#### Problem to work on:
Say how many lines of the records include the string "animation". Nothing else belongs in the answer.

Exercise material START

PR #8085, opened 2021-05-13
Linter Introduction + Cleanup

Neerti:
This adds the required defines to use the SpacemanDMM DreamChecker linter, which can be used inside of certain IDEs such as Visual Studio Code. It can also be integrated into CI, so that someday in the future we can have our CI point out spotty code.
Documentation for that can be seen here: https://github.com/SpaceManiac/SpacemanDMM/tree/master/src/dreamchecker

Unfortunately, Polaris has over 500 problems raised by the linter, and I assume Virgo has even more, so I figure I would do my part and try to reduce the number down so that someday we can become A Prim And Proper Codebase:tm: like Nebula. I've shoved linter error fixes into seperate commits so that it might be easier to review, or to be cherrypicked into a seperate PR if @Atermonera wants that. 

Incidental fixes as a result:
* This also fixes a bug with fax machines, where you cannot actually fax the `Supply` admin department due to the check if it was SifGov always evaluating to true.


code/game/objects/structures/crates_lockers/__closets.dm
```diff
@@ -434,10 +434,6 @@
 			breakout = 0
 			return
 
-			playsound(src, breakout_sound, 100, 1)
-			animate_shake()
-			add_fingerprint(escapee)
```
Novacat, line 439: Huh, I always wondered what broke the animation to break out of lockers. Could this code be fixed by just having the proper number of tabs?

code/modules/mob/living/living_defense.dm
```diff
@@ -481,7 +481,6 @@
 
 /mob/living/proc/reagent_permeability()
 	return 1
-	return round(FIRESUIT_MAX_HEAT_PROTECTION_TEMPERATURE*(fire_stacks/FIRE_MAX_FIRESUIT_STACKS)**2)
```
Novacat, line 484: This might be responsible for the bug where it is possible to apply reagents in certain ways through any amount of protection, including voidsuits?

Neerti: A quick look at the code suggests that human mobs use an overrided version of that proc, so if there is an issue, I don't think it's due to the `/mob/living` level proc.
https://github.com/PolarisSS13/Polaris/blob/9942d9cb25f0f9128880cf540646d8e833411e46/code/modules/mob/living/carbon/human/human_defense.dm#L561

Neerti:
Now Polaris should not have anymore linter issues, assuming another PR didn't add them in before this gets in.
Also I didn't make it look for stuff like relative pathing since that seems better for a seperate PR and technically is less likely to find actual bugs.

code/game/objects/structures/crates_lockers/__closets.dm
Neerti: Locker animation has been fixed now.

code/game/machinery/computer/syndicate_specops_shuttle.dm
```diff
@@ -1,257 +1,6 @@
...
-#define SYNDICATE_ELITE_DOCK_AREATYPE "/area/shuttle/syndicate_elite/mothership"	//Type of the spec ops shuttle area for dock
-
-var/syndicate_elite_shuttle_moving_to_station = 0
-var/syndicate_elite_shuttle_moving_to_mothership = 0
-var/syndicate_elite_shuttle_at_station = 0
-var/syndicate_elite_shuttle_can_send = 1
-var/syndicate_elite_shuttle_time = 0
-var/syndicate_elite_shuttle_timeleft = 0
-
 /obj/machinery/computer/syndicate_elite_shuttle
```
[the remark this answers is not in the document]
Neerti: The console is still mapped in on the Southern Cross, and I didn't want to edit the map and risk merge conflicts.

Exercise material END

#### Answer to the exercise:
2